=== WHAT TO PRODUCE ===
Every line below that holds the word "when" must be listed.

___ PROVIDED RECORDS

PR #584, opened 2019-02-04
WIP: "Auto trade" feature

joemphilips:
Hi.

My company wants to start using BTCPayServer for receiving BTC from our customers.
But for some mysterious accounting reason, they want to treat incoming payments are payed as fiat.

So I decided to implement a feature to sell the pre-existing balance in the exchange automatically when our server received a payment. 
In this way, we still have to buy BTC beforehand but it can be treated as a necessary expense. so it can (hopefully) avoid the regulation.

I'm planning to add a section to set the "Auto Exchange" settings under third party payment methods.
btcpay_server

I've just started this PR, and it is far from finished. But I want to have a feedback from community beforehand if possible.

So far, the only exchange I'm planning to support is https://bitbank.cc/ because our company resides in Japan. But I want to make it extendable to support any exchange.
NOTE: My current plan is to support only one exchange per store. Since it might be too complicated otherwise.

TODO:
* [ ] finish writing controller and tests. 
* [ ] finish view.
* [ ] check if API token is not for withdrawing (only trading)
* [ ] send BTC automatically to the exchange when the balance in the exchange has become too low.
* [ ] add test case for the reorg.

Rationale ... Users should be able to pay in any currency they want. At the same time, merchant should be able to receive in any currency they want( including fiat)

### DIFF
--- a/BTCPayServer.Tests/AutoTradeTests.cs
+++ b/BTCPayServer.Tests/AutoTradeTests.cs
@@ -1,0 +1,59 @@
+using BTCPayServer.Controllers;
+using BTCPayServer.Models.StoreViewModels;
+using BTCPayServer.Payments.AutoTrade;
+using BTCPayServer.Tests.Logging;
+using Microsoft.AspNetCore.Mvc;
+using Xunit;
+using Xunit.Abstractions;
+
+namespace BTCPayServer.Tests
+{
+    public class AutoTradeTests
+    {
+        public AutoTradeTests(ITestOutputHelper helper)
+        {
+            Logs.Tester = new XUnitLog(helper) {Name = "Tests"};
+            Logs.LogProvider = new XUnitLogProvider(helper);
+        }
+
+        [Fact]
+        [Trait("Integration", "Integration")]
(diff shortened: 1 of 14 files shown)


joemphilips:
@Kukks cool! May I have a pointer to the document or the code? @rockstardev

Kukks:
It's still under closed development till we polish it out. Reach out to me on our chat, I can send you some demo videos

JayOkocha:
The same here^^. I have some stores who want exactly the same and only keep the tips in Bitcoin, or whatever is left after they get the fiat filled. But mostly to escape price fluctuation, make taxation easier and and still accumalate a little BTC :). But where are the exchanges with LN support?

rockstardev:
I just had call with Joe and explained how we will be attacking this problem through Service like Jeff did for LibrePatron: https://twitter.com/BtcpayServer/status/1087934018778288128

Anyone looking to contribute to the effort, DM me on Mattermost (http://chat.btcpayserver.org) so that we don't uncle fork our effort-chain and bring upon us wrath of philosopher child god Vitalik.

Issue #3190, opened 2021-12-09
Bug allowing Spam/Denial of Service, due to gap limits in other wallets (& related feature requests to fix)


ChristopherA:
We are using the docker version of BTCPay v1.3.6.0 at https://btcpay.blockchaincommons.com.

______

=== RESPONSE FOR THIS EXERCISE ===
So I decided to implement a feature to sell the pre-existing balance in the exchange automatically when our server received a payment. 
* [ ] send BTC automatically to the exchange when the balance in the exchange has become too low.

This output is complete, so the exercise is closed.